This is part three of a nine-part series profiling American Sentinel University’s leadership team. Check back each Monday to learn more about the strong leadership that guides American Sentinel and gather their tips for success in healthcare and in education.
“One of the great things about pursuing advanced education in nursing is that there is so much you can do to serve others in the nursing profession,” Dr. Tona Leiker said. There were times, however, when her career took various paths, but with a common theme: providing excellence in care by living the standards of the profession.
“My career started in physical rehab, working with intra-professional teams,” said Dr. Leiker. This interprofessional teamwork continued as she provided nursing care to persons suffering from drug and/or alcohol addiction. Dr. Leiker has served in nursing practice at the bedside and in the school health setting; academia as faculty and in program administration; and in nursing administration.
As her nursing career evolved, from practitioner, to teacher, to clinical nurse specialist, to clinical director, back to practice, and then back to academia after being a registered nurse for approximately 25 years; Dr.
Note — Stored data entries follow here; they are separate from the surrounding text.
PR #936, opened 2023-11-29
Revert "config: skip applehv on stable for next set of releases"

dustymabe:
This reverts commit 41121e394c82bc6af843eed3b72472ef8f1adb84. The new Ignition version is being promoted to stable now sow we can allow applehv to be built for stable.

### DIFF
--- a/config.yaml
+++ b/config.yaml
@@ -1,9 +1,6 @@
 streams:
   stable:
     type: production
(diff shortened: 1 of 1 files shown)


dustymabe:
After the next `stable` release we can revert this change. Marking as draft until we are ready.

PR #938, opened 2023-12-01
build-arch: Add env var to enable the new powervs builder

ravanelli:
TODO: We must revert it once we get the new ppc64le builder
back on line
 This is only enabling the new builder to run without KVM,
since there is no support for it.

### DIFF
--- a/jobs/build-arch.Jenkinsfile
+++ b/jobs/build-arch.Jenkinsfile
@@ -75,6 +75,7 @@ cosa_img = cosa_img ?: pipeutils.get_cosa_img(pipecfg, params.STREAM)
 def stream_info = pipecfg.streams[params.STREAM]
 
 def cosa_controller_img = stream_info.cosa_controller_img_hack ?: cosa_img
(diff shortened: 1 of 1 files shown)


ravanelli:
I'm still thinking if this hack should be added around here https://github.com/coreos/coreos-assembler/blob/main/cmd/remote-session.go#L136

jlebon:
We could name the pipecfg hack knob something even more generic, e.g. `ppc64le_no_kvm`, and use that to also drive the other hacks that'll be needed, like running less tests.

dustymabe:
To alleviate some of the pressure here we can just do this as a short term thing directly on the builder that doesn't support KVM:

```
cat > $HOME/.config/containers/containers.conf.d/cosa_no_kvm.conf <<'EOF'
[container]
env=["COSA_NO_KVM=1"]
EOF

[core@cosa-devsh ~]$ podman run -it --rm quay.io/fedora/fedora-minimal:latest
bash-5.2# env | grep COSA
COSA_NO_KVM=1
```

ravanelli:
Closing it, since we did a hack in powervs and than we enabled  the env var feature via coreos-assembler

PR #4216, opened 2025-08-08
refactor: use native object spreading

MichaelDeBoey:
~~[`structuredClone`](https://nodejs.org/api/globals.html#structuredclonevalue-options) is natively available as of Node v17, so no need to have an extra dependency for this anymore~~

We could use Object spreading since we're only accessing root properties

## Types of changes

## Checklist:

---

I'm sure people from the wider @e18e ecosystem cleanup (like @43081j, @benmccann, @Fuzzyma, @outslept & @talentlessguy) will be very happy to see these kind of changes as well

### DIFF
--- a/libs/core/src/lib/command/index.ts
+++ b/libs/core/src/lib/command/index.ts
@@ -1,6 +1,5 @@
 import { ProjectFileMap } from "@nx/devkit";
 import { ExecOptions as NodeExecOptions } from "child_process";
-import cloneDeep from "clone-deep";
 import dedent from "dedent";
 import { daemonClient } from "nx/src/daemon/client/client";
 import os from "os";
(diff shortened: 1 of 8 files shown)


JamesHenry (approved):
Thank you!

libs/core/src/lib/command/index.ts
```diff
@@ -93,7 +92,7 @@ export class Command<T extends CommandConfigOptions = CommandConfigOptions> {
     log.pause();
     log.heading = "lerna";
 
-    const argv = cloneDeep(_argv);
+    const argv = structuredClone(_argv);
```
outslept, line 95: Function objects cannot be duplicated by the structured clone algorithm; attempting to throws a DataCloneError exception. I believe this is why tests are failing

43081j:
do we even need a deep clone? 👀 

looking at the code, we `delete` some properties and access some others, but it looks like they're always root properties?

so we could just `{...argv}` maybe... or even better, just type it as `readonly` and refactor so we never mutate `argv`

JamesHenry:
@43081j I'm sure you're right, this code will be very old

JamesHenry (approved):

JamesHenry:
Thanks again @MichaelDeBoey

PR #4242, opened 2025-11-03
fix: expand version range to include nx v22.x

JamesHenry:


tay1orjones:
I'm glad to see this and would love to see it get in soon as we're running into the issues described and fixed over in 

* https://github.com/nrwl/nx/pull/32784

We want to use OIDC but we can't update to lerna v9 because of this blocker.

JamesHenry:
@tay1orjones sure, one of the reasons this stalled this week was because it uncovered some pretty wonky behaviour around git versions that is covered by very old tests (from many years before we took over).

Essentially Nx's dependency graph got _more_ accurate with regards to local dependencies and lerna's old tests here are expecting something extremely loose/inaccurate.

We've discussed it internally and we're classing this as a bug fix and not a breaking change, as much as anything because there are now _many_ better options for specifying a local dependency than a git/github reference back to the same repo. Indeed our hypothesis is that these tests and expected behaviour might well be before things like `file:` and `workspace:` were even a thing.

I am now looking into the other failures

JamesHenry:
Looks like the remaining failures were a Windows specific regression: https://github.com/nrwl/nx/pull/33408

I will get this branch updated once an Nx patch is available with that in

PR #4260, opened 2026-01-20
chore: remove dead link in README.md

msakrejda:
## Description
This link appears to no longer be working. I'm proposing that lerna drops it to avoid confusion. Of course, if another reference source is available, we can use that instead.


JamesHenry:
Thank you!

Leiker had an epiphany. “My career has been like a beautiful spiral staircase. Every step I’ve taken has prepared me for the next one, moving me forward to this moment. In retrospect, I couldn’t have chosen a better pathway for the work I am doing now,” Dr. Leiker explained.
Dr. Leiker is responsible for development of the nursing curricula at the BSN, MSN, and DNP levels at American Sentinel University. That’s a big responsibility by any measure. It makes sense that the ideal candidate to do this work would have equal amounts of experience working in the field and teaching in the classroom. It also stands to reason that the ideal candidate would be educated and experienced in multiple facets of nursing. “My inter-professional learning and clinical practice taught me to value the opinions of all practicing nurses,” Dr. Leiker said.
The benefits of a dual track
Tona Leiker received her BSN from Wichita State University where she also received her Master of Nursing to become a Psychiatric-Mental Health Clinical Nurse Specialist with a dual focus on nursing education. She then taught Psychiatric-Mental Health Nursing at two colleges prior to working as an addiction nurse specialist in an acute tertiary medical center. While there, she went on to develop a comprehensive Chemical Dependency Center and was eventually promoted to Director of Behavioral Health Services.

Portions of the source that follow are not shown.